### Exercise aim
Write the number of lines in the material below that contain "into", with no other words.
*** Opening Data supplied ***
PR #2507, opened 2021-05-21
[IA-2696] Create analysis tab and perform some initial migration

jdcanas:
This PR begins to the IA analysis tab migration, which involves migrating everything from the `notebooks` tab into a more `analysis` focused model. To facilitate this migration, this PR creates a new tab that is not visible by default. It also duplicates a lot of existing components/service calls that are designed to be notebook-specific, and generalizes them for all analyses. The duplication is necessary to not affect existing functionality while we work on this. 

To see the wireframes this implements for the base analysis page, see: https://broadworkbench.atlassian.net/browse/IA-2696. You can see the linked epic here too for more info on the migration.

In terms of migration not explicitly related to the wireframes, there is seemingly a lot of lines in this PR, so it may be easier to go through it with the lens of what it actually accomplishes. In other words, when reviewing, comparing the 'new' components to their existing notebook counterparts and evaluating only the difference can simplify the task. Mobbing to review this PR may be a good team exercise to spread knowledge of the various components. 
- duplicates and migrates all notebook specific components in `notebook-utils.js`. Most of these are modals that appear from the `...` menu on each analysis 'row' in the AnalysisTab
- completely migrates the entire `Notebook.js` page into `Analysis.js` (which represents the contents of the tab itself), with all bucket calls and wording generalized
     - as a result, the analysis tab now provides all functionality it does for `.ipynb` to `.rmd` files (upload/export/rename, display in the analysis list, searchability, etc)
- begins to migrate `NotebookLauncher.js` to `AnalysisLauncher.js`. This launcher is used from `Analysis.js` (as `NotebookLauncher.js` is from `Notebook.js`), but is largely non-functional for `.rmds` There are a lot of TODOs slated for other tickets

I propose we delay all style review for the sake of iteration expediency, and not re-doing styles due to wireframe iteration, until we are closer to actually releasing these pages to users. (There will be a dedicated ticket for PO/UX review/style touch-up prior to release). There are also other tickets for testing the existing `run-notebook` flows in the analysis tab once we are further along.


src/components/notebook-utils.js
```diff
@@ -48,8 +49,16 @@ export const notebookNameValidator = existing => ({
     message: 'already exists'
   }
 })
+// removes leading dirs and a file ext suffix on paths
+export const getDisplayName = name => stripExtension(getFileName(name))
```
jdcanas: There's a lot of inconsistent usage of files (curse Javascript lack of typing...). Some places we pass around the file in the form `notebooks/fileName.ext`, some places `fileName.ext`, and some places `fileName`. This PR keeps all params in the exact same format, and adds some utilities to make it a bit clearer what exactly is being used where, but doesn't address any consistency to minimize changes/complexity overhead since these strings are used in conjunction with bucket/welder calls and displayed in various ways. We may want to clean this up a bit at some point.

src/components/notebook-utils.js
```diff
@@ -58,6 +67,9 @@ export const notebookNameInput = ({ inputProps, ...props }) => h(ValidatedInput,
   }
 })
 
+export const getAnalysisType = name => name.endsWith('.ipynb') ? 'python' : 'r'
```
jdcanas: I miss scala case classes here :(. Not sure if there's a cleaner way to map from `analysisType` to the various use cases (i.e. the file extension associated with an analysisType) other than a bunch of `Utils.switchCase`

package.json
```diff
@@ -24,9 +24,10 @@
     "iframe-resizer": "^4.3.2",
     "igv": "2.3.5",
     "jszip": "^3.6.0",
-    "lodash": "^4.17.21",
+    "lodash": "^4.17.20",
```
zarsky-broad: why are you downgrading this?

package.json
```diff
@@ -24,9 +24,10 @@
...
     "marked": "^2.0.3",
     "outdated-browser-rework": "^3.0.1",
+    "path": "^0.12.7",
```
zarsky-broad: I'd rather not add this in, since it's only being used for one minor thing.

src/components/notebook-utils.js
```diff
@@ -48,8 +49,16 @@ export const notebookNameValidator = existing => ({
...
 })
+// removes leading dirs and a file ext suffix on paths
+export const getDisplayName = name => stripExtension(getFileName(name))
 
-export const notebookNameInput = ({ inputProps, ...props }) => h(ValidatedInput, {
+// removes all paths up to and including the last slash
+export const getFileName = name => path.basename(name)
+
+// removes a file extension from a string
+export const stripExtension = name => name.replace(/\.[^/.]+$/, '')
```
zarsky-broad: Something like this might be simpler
*** Closing Data supplied ***
### Your solution
2